» **The problem**
Repeat the whole listing, keeping every word and every line intact.

╭─ Supplied entries

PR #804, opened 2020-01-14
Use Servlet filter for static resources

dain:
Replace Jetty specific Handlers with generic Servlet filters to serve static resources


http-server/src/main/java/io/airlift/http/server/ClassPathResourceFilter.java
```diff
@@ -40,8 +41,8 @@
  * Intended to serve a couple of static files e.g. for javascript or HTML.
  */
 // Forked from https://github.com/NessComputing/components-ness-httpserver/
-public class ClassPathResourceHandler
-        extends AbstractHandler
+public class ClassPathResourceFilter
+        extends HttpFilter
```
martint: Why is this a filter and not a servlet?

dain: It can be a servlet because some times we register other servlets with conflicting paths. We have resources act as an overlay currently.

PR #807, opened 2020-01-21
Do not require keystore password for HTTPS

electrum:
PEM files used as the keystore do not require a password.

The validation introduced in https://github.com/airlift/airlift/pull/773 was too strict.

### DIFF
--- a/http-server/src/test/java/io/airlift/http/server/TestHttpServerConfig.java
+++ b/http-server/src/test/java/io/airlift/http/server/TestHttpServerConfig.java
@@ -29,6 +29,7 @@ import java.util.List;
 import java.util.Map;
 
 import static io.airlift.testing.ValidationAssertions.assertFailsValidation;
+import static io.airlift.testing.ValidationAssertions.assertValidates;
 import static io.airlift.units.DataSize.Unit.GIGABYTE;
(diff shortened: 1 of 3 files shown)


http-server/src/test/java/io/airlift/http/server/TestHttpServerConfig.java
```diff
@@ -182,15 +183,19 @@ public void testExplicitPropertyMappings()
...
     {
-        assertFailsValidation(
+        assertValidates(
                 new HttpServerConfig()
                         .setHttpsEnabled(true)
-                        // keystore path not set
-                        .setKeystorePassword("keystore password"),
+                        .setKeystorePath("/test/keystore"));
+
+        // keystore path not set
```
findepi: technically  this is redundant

╰─

» **Written answer**
PR #804, opened 2020-01-14
Use Servlet filter for static resources

dain:
Replace Jetty specific Handlers with generic Servlet filters to serve static resources


http-server/src/main/java/io/airlift/http/server/ClassPathResourceFilter.java
```diff
@@ -40,8 +41,8 @@
  * Intended to serve a couple of static files e.g. for javascript or HTML.
  */
 // Forked from https://github.com/NessComputing/components-ness-httpserver/
-public class ClassPathResourceHandler
-        extends AbstractHandler
+public class ClassPathResourceFilter
+        extends HttpFilter
```
martint: Why is this a filter and not a servlet?

dain: It can be a servlet because some times we register other servlets with conflicting paths. We have resources act as an overlay currently.

PR #807, opened 2020-01-21
Do not require keystore password for HTTPS

electrum:
PEM files used as the keystore do not require a password.

The validation introduced in https://github.com/airlift/airlift/pull/773 was too strict.

### DIFF
--- a/http-server/src/test/java/io/airlift/http/server/TestHttpServerConfig.java
+++ b/http-server/src/test/java/io/airlift/http/server/TestHttpServerConfig.java
@@ -29,6 +29,7 @@ import java.util.List;
 import java.util.Map;
 
 import static io.airlift.testing.ValidationAssertions.assertFailsValidation;
+import static io.airlift.testing.ValidationAssertions.assertValidates;
 import static io.airlift.units.DataSize.Unit.GIGABYTE;
(diff shortened: 1 of 3 files shown)


http-server/src/test/java/io/airlift/http/server/TestHttpServerConfig.java
```diff
@@ -182,15 +183,19 @@ public void testExplicitPropertyMappings()
...
     {
-        assertFailsValidation(
+        assertValidates(
                 new HttpServerConfig()
                         .setHttpsEnabled(true)
-                        // keystore path not set
-                        .setKeystorePassword("keystore password"),
+                        .setKeystorePath("/test/keystore"));
+
+        // keystore path not set
```
findepi: technically  this is redundant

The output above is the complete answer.